§ GIVEN DATA
----

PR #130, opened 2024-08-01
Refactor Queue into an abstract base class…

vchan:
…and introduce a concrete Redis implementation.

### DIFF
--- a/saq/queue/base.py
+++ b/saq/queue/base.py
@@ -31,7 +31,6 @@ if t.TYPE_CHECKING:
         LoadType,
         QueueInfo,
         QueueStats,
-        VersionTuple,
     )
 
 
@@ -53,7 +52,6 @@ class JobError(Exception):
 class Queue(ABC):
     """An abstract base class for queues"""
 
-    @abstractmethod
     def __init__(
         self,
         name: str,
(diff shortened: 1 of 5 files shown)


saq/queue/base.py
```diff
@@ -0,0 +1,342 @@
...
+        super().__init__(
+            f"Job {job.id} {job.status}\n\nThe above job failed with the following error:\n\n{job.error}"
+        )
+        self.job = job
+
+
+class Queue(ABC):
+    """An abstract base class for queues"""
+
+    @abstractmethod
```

----

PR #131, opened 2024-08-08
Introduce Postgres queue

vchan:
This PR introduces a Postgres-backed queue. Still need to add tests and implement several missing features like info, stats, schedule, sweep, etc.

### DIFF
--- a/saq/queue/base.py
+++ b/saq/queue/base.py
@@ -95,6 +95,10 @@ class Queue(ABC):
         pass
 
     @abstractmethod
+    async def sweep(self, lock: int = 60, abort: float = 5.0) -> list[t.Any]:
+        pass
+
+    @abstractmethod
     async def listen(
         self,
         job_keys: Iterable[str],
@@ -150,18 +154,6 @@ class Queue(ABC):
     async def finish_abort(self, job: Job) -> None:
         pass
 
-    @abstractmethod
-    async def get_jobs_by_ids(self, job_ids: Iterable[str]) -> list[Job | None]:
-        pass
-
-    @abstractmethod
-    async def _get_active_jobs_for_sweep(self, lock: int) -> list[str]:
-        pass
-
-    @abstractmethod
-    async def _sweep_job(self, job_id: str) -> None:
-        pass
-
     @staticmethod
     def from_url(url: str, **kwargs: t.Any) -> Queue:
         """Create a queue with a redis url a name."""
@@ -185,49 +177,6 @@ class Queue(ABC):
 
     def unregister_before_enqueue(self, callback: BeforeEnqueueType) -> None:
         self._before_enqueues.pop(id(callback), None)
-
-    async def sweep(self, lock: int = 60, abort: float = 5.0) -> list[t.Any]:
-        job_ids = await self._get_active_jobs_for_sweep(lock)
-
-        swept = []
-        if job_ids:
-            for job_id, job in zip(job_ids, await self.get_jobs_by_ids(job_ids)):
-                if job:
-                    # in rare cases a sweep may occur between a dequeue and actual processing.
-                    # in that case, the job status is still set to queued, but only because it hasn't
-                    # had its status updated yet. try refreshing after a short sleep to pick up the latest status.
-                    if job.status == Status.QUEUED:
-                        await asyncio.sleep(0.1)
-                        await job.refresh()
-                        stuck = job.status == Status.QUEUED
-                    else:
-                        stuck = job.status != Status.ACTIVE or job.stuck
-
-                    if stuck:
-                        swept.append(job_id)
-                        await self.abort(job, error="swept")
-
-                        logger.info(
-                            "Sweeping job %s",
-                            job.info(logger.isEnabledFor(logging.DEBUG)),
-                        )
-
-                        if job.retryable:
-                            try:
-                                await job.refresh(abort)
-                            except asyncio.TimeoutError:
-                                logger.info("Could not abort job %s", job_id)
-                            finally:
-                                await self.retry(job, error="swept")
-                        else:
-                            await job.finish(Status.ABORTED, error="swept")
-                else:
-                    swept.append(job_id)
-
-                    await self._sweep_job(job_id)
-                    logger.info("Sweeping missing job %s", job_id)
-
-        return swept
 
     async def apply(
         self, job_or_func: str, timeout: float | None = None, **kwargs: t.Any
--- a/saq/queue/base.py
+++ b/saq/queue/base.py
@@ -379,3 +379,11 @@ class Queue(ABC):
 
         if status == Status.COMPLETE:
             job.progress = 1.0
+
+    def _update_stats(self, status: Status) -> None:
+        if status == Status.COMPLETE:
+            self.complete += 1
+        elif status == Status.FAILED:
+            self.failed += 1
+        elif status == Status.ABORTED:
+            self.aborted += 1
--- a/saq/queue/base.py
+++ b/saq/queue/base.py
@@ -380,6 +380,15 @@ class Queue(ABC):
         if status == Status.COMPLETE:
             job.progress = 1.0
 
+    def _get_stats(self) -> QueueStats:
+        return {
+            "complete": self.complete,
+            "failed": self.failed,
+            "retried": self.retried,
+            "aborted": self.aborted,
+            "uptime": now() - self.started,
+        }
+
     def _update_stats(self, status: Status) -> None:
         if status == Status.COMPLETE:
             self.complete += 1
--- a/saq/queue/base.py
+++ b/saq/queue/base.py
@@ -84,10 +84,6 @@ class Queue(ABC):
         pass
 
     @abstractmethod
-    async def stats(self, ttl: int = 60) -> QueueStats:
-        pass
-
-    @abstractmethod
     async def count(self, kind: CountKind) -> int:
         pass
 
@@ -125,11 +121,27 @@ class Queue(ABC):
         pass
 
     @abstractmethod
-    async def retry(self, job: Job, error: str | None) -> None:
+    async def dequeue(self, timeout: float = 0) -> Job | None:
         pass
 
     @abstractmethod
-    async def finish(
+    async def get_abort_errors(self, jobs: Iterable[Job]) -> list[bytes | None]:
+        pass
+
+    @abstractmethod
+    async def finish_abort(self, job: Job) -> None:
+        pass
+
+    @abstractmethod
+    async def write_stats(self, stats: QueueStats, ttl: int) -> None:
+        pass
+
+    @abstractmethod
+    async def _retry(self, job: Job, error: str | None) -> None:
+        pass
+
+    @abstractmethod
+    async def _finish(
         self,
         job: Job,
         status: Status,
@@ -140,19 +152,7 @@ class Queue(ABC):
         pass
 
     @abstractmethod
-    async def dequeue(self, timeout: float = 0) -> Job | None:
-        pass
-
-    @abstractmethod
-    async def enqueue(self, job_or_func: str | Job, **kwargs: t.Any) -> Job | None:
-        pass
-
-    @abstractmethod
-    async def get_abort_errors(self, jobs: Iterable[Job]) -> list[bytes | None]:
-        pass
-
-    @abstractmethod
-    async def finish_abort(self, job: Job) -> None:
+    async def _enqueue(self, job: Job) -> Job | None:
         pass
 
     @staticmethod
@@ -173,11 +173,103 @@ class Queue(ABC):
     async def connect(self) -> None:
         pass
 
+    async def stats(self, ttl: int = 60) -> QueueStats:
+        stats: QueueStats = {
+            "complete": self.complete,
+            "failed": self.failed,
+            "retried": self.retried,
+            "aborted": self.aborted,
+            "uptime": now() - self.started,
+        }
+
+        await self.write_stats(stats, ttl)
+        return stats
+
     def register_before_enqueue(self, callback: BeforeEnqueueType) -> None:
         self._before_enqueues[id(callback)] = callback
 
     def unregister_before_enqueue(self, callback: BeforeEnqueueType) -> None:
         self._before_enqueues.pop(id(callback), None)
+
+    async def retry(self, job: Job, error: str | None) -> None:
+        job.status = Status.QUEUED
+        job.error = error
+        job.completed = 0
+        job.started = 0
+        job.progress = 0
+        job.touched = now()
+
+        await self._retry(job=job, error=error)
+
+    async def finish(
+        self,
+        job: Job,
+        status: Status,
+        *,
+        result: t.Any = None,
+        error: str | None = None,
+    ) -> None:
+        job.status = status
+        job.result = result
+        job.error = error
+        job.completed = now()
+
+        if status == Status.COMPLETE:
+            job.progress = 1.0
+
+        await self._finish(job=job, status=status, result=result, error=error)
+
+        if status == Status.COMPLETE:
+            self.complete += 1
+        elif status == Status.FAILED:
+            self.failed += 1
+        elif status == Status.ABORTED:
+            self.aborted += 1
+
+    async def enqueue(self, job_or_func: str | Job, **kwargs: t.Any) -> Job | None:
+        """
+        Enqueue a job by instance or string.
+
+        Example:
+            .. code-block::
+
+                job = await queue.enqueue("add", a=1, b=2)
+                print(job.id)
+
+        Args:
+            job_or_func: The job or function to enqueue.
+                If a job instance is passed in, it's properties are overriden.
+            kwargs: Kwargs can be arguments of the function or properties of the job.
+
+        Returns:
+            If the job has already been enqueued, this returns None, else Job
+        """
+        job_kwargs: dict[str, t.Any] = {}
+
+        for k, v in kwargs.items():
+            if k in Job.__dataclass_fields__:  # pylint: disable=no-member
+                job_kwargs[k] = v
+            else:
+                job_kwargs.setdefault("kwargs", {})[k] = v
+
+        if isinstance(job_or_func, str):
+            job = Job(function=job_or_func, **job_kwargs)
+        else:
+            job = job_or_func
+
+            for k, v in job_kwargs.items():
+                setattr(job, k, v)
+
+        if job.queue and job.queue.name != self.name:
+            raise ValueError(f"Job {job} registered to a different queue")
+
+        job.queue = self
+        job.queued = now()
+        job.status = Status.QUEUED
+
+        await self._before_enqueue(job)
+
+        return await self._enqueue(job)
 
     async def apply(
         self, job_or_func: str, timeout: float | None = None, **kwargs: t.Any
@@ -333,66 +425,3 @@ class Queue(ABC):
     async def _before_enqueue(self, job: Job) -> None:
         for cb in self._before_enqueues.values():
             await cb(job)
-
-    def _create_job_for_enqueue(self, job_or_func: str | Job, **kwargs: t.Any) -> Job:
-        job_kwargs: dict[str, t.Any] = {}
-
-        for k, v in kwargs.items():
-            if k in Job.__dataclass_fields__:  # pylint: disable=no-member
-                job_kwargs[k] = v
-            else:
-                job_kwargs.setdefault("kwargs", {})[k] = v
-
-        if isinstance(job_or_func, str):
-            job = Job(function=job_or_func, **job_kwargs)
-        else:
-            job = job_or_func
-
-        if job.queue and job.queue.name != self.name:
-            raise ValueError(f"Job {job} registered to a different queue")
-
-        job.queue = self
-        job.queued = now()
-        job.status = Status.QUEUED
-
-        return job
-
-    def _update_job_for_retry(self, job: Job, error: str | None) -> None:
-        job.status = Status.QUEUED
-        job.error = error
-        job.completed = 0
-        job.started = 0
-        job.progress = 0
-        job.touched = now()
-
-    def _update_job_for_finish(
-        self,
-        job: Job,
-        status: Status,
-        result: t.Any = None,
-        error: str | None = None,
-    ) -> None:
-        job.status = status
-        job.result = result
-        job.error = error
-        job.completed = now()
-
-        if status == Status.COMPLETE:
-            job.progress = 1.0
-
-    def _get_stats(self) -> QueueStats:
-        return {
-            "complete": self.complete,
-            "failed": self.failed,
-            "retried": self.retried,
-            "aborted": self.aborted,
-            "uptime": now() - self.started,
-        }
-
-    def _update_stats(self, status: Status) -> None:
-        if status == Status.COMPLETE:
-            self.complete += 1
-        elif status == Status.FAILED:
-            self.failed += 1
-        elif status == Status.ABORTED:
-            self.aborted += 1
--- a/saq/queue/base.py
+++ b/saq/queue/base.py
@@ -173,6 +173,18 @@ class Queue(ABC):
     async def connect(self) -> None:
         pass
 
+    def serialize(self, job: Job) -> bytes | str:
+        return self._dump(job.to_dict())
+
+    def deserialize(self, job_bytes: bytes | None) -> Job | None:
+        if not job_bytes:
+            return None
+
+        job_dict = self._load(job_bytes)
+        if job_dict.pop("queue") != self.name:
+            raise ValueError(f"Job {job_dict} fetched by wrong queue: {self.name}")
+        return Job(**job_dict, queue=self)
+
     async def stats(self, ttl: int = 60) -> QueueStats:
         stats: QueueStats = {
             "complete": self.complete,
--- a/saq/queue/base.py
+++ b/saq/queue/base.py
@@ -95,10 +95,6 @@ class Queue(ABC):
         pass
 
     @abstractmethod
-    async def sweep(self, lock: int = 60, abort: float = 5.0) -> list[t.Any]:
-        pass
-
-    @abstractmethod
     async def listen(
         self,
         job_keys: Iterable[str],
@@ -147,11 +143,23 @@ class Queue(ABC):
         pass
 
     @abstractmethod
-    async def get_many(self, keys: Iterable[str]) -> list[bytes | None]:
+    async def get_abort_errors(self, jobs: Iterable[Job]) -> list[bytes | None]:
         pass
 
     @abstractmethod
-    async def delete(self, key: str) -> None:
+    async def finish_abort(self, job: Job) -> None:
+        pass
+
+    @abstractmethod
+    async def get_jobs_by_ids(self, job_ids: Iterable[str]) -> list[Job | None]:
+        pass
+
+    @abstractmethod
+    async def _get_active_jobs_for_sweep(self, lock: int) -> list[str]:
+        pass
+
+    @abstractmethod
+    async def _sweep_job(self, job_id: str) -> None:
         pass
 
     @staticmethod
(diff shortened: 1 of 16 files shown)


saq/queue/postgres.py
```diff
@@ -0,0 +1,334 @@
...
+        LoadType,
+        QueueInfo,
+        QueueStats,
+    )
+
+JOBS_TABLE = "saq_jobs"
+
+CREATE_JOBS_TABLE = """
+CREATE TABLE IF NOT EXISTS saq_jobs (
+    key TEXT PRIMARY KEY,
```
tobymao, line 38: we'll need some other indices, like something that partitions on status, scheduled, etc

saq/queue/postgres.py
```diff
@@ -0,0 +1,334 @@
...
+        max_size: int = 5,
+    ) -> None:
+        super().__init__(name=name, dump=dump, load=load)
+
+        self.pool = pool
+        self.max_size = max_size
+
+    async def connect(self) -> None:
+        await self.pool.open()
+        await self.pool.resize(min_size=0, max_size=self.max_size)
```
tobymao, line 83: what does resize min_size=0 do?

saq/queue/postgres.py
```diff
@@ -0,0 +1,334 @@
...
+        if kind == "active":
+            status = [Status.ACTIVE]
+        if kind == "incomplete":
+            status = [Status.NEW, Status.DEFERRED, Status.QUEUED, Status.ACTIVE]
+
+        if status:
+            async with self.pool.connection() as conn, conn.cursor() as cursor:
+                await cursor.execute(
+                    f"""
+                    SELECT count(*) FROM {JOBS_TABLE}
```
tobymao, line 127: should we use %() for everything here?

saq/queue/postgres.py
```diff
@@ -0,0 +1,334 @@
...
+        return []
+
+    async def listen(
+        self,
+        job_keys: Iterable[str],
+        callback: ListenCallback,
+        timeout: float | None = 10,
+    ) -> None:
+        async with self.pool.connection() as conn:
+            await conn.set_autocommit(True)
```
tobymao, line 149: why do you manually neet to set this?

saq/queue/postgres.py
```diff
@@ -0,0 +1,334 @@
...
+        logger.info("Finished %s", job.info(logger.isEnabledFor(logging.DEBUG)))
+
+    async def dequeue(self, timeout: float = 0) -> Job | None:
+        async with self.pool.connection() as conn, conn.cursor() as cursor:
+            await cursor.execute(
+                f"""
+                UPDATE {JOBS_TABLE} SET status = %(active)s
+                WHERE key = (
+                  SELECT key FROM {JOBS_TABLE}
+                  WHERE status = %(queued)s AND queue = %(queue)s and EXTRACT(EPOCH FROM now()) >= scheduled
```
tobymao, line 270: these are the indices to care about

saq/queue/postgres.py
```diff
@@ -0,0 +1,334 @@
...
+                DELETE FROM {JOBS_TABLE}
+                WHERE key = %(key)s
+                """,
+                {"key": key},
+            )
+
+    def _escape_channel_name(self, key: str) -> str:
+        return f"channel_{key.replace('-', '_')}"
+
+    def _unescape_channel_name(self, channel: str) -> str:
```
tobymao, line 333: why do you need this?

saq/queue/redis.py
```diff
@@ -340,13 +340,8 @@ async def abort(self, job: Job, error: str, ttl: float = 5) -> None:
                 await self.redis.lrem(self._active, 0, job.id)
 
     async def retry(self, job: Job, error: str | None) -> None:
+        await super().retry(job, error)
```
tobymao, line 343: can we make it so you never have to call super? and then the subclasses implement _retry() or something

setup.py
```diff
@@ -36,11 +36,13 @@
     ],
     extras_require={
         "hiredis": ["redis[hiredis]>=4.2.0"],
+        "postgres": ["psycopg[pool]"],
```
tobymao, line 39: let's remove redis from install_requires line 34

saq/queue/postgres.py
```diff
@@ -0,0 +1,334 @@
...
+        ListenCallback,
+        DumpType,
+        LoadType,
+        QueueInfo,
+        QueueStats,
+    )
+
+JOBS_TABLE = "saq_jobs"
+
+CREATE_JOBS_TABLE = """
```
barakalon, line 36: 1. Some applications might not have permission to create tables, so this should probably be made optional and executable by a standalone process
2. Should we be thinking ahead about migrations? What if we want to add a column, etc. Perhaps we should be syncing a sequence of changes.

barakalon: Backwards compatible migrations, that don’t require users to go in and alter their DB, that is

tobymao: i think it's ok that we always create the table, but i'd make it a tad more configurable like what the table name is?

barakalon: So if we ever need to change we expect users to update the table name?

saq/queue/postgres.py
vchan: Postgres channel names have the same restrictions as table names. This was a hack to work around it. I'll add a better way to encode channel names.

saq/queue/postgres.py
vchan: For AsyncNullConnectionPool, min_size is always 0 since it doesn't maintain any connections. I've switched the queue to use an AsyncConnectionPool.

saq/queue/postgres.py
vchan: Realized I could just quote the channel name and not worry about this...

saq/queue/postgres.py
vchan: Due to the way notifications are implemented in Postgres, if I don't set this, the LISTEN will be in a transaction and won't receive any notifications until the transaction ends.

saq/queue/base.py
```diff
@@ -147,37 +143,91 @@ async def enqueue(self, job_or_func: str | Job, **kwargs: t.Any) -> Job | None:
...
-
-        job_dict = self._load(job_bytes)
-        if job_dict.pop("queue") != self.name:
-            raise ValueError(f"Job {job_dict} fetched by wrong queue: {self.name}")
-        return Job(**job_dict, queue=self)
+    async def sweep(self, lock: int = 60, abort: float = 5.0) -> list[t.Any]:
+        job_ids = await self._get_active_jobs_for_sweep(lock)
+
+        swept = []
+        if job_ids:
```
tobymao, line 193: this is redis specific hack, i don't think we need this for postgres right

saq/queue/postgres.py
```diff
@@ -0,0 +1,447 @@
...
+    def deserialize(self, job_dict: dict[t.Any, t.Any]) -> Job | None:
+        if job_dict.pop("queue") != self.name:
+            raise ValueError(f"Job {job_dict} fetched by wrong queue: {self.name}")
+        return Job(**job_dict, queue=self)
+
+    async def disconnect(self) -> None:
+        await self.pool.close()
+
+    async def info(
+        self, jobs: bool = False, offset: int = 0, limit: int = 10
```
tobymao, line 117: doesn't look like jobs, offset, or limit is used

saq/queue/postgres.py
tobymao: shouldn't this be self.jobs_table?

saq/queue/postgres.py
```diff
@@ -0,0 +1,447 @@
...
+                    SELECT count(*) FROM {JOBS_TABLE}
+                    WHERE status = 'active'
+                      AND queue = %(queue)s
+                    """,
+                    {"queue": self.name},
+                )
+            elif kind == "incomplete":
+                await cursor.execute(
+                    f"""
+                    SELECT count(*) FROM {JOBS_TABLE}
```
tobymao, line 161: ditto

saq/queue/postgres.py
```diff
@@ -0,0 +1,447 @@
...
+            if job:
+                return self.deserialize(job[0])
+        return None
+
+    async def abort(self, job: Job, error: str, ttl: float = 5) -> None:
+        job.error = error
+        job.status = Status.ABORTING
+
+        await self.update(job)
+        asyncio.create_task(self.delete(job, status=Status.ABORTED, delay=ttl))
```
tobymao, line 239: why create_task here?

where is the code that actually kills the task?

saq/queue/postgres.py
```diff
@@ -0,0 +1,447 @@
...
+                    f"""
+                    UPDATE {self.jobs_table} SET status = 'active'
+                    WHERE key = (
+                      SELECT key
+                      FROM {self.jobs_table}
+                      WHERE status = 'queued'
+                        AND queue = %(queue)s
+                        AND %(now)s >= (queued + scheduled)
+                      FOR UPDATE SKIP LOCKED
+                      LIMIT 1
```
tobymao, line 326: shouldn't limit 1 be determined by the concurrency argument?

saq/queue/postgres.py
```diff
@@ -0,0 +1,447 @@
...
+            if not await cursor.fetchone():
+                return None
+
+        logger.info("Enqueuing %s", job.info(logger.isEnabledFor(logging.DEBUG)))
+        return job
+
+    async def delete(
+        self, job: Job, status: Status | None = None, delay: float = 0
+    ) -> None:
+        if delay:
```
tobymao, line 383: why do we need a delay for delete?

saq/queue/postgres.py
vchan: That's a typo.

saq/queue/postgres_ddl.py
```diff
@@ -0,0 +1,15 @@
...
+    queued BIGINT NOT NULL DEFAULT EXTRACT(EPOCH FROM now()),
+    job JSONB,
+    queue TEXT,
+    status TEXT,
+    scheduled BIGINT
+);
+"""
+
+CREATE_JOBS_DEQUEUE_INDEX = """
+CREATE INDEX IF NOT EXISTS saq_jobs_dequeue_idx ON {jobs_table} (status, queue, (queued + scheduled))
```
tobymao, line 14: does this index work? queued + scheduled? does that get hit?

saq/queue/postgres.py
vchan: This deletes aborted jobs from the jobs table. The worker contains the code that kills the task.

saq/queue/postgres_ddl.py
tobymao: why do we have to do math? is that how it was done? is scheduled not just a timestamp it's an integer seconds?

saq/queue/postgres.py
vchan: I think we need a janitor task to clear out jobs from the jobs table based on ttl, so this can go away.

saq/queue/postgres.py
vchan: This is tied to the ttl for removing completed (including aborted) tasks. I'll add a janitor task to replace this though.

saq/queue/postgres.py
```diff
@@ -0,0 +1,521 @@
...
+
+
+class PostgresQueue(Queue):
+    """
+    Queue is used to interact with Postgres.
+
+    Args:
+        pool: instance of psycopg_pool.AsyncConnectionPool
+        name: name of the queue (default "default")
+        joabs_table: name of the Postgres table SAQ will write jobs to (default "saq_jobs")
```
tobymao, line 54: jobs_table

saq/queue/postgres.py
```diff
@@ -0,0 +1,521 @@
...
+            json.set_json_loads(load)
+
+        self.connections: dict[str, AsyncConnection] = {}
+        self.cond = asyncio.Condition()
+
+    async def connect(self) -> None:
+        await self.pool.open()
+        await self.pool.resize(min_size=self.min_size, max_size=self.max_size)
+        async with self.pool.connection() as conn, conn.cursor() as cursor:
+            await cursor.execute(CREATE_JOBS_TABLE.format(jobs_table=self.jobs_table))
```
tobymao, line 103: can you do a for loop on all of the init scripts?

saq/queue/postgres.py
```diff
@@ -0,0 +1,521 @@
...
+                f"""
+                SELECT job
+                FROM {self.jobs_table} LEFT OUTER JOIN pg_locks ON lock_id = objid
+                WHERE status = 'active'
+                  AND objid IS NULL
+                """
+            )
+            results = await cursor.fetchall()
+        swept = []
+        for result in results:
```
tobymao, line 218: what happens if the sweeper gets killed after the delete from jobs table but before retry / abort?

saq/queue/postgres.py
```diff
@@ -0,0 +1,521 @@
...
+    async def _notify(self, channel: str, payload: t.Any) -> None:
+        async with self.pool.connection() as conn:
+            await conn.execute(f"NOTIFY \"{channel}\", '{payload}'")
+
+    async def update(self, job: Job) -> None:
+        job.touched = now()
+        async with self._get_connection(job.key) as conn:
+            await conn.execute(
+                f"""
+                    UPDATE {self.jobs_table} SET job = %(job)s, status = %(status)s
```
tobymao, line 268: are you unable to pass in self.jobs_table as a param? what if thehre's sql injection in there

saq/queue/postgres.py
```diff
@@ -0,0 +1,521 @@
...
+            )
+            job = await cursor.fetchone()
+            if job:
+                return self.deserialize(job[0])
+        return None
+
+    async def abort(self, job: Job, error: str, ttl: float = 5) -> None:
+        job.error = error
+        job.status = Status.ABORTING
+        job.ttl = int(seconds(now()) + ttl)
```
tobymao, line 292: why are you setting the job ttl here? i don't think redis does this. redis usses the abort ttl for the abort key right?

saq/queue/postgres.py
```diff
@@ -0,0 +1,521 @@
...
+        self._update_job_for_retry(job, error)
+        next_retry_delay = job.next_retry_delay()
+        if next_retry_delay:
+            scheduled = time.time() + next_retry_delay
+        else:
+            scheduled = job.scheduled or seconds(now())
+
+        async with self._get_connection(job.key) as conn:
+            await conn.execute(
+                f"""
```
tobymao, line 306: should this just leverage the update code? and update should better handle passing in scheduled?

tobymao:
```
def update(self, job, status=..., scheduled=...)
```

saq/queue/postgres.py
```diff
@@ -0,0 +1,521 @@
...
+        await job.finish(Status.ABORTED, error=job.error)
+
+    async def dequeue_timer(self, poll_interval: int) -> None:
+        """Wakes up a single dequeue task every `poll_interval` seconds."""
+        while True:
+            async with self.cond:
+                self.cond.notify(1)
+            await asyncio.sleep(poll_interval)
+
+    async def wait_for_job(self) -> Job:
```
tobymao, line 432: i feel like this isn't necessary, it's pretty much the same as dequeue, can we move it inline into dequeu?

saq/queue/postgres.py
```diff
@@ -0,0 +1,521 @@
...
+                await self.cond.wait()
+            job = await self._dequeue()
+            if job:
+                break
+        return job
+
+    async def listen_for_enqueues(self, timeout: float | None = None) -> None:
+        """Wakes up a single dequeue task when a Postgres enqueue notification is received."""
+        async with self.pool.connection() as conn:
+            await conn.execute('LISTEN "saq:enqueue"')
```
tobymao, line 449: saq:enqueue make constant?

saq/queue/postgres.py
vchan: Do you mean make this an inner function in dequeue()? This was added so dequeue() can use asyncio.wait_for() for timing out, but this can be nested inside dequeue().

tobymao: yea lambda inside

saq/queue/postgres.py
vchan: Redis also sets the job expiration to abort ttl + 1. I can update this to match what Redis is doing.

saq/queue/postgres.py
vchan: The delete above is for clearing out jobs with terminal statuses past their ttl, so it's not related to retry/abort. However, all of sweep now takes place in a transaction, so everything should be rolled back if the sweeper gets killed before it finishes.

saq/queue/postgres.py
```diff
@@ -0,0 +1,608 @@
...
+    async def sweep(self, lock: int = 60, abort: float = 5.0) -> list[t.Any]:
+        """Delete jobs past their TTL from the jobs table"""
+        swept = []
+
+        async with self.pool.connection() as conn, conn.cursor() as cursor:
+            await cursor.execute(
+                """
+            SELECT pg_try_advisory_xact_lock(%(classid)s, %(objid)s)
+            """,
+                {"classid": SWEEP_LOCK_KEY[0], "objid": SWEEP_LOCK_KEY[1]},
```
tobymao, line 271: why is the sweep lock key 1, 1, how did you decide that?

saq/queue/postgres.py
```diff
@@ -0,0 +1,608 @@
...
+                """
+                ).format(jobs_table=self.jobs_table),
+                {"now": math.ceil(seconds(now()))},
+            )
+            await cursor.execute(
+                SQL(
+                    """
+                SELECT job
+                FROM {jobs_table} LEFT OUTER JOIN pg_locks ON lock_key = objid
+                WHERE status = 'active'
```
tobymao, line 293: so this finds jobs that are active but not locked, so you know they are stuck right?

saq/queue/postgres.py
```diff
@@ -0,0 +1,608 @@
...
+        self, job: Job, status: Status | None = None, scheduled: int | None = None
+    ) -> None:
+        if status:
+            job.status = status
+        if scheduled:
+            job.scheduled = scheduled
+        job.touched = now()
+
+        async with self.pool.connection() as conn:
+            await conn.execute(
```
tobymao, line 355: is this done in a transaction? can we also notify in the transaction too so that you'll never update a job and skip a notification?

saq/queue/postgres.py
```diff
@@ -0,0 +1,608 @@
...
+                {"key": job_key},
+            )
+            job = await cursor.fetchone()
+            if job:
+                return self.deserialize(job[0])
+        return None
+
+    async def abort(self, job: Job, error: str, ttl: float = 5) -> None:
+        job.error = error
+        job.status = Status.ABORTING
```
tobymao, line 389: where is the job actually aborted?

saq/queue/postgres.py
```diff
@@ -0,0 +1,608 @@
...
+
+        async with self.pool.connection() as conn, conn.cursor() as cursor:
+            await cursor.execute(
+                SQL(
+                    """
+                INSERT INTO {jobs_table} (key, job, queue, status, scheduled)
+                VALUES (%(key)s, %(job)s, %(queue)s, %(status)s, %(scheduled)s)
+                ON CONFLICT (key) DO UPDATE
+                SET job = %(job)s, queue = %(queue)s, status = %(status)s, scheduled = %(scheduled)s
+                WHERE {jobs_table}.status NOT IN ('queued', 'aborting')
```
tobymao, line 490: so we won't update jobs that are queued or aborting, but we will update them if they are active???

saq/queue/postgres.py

----

§ WHAT IS EXPECTED
Lines of the data above that include the string "started" must each be copied.

§ RESULT FOR THIS EXERCISE
+            "uptime": now() - self.started,
+            "uptime": now() - self.started,
+        job.started = 0
-        job.started = 0
-            "uptime": now() - self.started,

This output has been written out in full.